As a phylogeny or genealogy specifies the necessary branch lengths and topology of a tree, it can be used to calculate a distance matrix.
The output of the sequence simulator can be converted directly to a distance matrix, as we did above.
sequences_df <- SEEPS::fasta_string_to_dataframe(sequences_fasta)

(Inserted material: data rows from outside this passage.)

PR #2669, opened 2020-02-11
feat(edges): add support for reporting two batches (new vs full)

douglas-reid:
The contract for meshtelemetry is ~1m reporting of new edges, followed by a ~10m reporting of all seen edges.

This PR attempts to adhere closely to that contract. Of note, it repurposes the configurable duration in the proto to handle intra-epoch reporting duration.

### DIFF
--- a/extensions/stackdriver/stackdriver.cc
+++ b/extensions/stackdriver/stackdriver.cc
@@ -59,8 +59,7 @@ using ::Wasm::Common::RequestInfo;
 
 constexpr char kStackdriverExporter[] = "stackdriver_exporter";
 constexpr char kExporterRegistered[] = "registered";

matrix <- SEEPS::build_distance_matrix_from_df(sequences_df)
This gives a matrix.
print(matrix)
#> 290 281 323 366 325
#> 290 0.00000 19.76165 17.63093 15.488872 14.476468
#> 281 19.76165 0.00000 16.48479 18.699251 16.588398
#> 323 17.63093 16.48479 0.00000 18.691663 15.488872
#> 366 15.48887 18.69925 18.69166 0.000000 7.121879
#> 325 14.47647 16.58840 15.48887 7.121879 0.000000
SeqGen uses the phylogenetic tree to determine when to branch a sequence, using a GTR+Γ model to select for mutations. The tree-based distance matrix approach does not use information about the originating sequence, resulting in different mutational patterns. These distances are rescaled by the length of the sequences (so the entries take values in [0, len(root sequence)] rather than [0, 1]), so they can be compared with the number of mutations in the tree-based distance matrix.